## What the task asks
Where does the word "window" show up in the data? Please find each such line and copy it.

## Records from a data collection
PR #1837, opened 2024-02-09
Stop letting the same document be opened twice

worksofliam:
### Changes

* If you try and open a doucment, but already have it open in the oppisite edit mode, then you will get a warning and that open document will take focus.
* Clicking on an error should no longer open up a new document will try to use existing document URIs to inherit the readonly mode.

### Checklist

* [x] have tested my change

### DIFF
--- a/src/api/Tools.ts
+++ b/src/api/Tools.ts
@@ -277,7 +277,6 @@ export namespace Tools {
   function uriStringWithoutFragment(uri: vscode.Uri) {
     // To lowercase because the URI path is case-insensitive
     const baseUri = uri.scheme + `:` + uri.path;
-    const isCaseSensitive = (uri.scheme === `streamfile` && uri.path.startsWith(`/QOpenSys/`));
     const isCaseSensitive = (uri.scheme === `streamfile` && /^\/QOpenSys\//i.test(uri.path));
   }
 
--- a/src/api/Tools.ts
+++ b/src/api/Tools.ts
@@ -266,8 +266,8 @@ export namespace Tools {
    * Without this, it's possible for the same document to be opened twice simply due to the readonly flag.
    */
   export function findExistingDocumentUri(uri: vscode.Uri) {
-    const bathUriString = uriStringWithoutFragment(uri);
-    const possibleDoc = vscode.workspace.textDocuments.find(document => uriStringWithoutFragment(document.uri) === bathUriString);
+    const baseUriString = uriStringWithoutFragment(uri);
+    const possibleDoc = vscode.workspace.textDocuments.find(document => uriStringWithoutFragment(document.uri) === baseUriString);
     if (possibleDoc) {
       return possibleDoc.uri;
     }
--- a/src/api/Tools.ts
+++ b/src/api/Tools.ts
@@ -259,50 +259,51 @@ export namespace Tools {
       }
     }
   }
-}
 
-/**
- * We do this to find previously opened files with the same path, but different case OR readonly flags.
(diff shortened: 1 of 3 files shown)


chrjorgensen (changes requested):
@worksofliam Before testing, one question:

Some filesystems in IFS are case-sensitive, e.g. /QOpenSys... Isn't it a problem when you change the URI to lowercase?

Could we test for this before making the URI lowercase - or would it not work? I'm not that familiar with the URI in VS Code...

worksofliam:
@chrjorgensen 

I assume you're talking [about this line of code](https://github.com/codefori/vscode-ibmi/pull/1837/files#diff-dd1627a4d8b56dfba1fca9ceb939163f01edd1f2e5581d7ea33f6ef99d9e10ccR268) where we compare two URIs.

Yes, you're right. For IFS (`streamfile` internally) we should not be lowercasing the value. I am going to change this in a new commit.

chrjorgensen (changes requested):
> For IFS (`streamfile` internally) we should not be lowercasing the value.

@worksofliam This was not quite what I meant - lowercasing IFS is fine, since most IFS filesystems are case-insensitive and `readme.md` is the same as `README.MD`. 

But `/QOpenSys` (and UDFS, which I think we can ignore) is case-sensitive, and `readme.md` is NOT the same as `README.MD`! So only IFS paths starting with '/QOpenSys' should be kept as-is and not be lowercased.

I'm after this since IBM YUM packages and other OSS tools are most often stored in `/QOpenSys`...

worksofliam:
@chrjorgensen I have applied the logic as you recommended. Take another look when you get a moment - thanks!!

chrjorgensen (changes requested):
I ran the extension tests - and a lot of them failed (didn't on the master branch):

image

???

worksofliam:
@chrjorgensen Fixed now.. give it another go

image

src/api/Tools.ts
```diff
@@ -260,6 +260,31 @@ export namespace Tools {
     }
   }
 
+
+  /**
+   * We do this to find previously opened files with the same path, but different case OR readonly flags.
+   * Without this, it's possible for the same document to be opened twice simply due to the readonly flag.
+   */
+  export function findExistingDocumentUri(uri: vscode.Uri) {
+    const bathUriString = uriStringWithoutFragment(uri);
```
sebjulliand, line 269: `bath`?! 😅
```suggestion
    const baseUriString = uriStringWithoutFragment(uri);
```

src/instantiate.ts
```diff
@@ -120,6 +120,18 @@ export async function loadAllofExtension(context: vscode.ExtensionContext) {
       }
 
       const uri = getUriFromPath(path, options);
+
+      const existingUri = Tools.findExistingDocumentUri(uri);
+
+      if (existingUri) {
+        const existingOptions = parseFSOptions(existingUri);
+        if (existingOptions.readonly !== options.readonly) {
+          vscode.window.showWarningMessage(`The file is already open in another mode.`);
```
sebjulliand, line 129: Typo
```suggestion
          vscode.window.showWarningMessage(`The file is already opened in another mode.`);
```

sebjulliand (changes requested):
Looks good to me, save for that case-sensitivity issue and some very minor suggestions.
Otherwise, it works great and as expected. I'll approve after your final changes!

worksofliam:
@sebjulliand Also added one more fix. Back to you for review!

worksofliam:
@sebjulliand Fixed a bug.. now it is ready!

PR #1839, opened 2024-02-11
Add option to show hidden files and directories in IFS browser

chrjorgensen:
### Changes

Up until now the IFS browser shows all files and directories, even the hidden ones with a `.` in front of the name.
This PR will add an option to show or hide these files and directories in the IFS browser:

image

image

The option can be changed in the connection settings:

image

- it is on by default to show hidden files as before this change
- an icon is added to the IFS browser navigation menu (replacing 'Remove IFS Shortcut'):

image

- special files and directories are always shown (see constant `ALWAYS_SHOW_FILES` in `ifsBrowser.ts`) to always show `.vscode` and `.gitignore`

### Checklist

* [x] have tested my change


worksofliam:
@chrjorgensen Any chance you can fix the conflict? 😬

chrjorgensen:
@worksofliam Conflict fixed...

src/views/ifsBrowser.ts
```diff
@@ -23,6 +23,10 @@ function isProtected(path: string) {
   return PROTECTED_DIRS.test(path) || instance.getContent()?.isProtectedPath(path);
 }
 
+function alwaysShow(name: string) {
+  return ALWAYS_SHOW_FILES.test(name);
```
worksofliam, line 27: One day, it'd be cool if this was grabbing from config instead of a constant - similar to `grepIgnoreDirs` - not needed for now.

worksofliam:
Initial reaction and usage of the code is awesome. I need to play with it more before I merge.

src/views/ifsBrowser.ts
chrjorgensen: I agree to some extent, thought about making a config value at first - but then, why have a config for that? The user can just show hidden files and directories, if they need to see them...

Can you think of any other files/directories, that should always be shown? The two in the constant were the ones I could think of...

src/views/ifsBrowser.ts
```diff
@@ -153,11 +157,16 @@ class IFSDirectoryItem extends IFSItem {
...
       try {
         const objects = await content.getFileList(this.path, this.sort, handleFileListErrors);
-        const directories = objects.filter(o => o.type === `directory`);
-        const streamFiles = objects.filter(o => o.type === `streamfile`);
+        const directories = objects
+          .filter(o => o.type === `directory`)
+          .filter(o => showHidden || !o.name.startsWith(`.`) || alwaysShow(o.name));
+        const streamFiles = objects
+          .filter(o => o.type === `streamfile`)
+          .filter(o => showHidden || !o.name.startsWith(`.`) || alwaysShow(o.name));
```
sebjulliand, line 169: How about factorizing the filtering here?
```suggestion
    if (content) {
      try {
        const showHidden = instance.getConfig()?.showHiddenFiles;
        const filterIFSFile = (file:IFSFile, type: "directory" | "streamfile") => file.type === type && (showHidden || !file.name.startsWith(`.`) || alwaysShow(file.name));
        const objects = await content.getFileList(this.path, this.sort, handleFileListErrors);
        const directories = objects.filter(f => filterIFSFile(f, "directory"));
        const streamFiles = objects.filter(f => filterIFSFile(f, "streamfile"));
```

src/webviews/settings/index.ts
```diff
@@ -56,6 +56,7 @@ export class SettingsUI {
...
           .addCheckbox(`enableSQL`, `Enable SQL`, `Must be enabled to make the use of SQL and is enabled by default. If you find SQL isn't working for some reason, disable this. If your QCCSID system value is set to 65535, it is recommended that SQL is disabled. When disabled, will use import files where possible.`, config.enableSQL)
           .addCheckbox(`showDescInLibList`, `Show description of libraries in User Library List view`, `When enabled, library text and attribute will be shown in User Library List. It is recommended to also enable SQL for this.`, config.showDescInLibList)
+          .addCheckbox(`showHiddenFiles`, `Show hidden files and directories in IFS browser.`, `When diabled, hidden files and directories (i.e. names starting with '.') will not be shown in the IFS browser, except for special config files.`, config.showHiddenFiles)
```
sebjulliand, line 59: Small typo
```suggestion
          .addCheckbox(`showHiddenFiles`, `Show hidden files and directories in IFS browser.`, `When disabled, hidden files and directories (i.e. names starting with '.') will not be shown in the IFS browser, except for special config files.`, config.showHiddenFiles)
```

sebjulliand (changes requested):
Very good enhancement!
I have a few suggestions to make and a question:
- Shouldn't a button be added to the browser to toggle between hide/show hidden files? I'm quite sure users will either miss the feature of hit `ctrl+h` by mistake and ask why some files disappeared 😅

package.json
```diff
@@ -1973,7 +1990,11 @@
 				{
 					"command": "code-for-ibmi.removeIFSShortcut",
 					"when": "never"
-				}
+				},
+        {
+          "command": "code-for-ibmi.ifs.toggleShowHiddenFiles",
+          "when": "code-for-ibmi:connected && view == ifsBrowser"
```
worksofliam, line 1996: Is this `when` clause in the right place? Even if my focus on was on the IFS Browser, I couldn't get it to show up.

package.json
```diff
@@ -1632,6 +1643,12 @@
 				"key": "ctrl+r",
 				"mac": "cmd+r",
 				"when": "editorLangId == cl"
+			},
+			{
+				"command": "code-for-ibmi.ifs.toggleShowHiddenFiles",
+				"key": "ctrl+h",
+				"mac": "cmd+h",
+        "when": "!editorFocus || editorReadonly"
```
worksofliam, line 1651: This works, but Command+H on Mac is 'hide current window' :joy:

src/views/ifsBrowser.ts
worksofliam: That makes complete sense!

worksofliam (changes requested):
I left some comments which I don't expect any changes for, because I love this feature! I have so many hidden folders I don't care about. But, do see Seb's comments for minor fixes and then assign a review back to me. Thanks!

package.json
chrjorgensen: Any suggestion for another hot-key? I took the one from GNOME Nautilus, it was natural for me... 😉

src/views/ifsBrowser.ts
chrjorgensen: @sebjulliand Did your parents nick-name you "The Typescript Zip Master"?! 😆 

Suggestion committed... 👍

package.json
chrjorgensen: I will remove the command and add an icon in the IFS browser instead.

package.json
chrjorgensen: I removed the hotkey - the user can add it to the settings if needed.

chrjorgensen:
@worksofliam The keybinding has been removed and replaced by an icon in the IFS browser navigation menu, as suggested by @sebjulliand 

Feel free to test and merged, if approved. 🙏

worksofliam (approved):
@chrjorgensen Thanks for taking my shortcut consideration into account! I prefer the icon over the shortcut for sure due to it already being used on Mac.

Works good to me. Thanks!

## Task solution
+          vscode.window.showWarningMessage(`The file is already open in another mode.`);
          vscode.window.showWarningMessage(`The file is already opened in another mode.`);
worksofliam, line 1651: This works, but Command+H on Mac is 'hide current window' :joy:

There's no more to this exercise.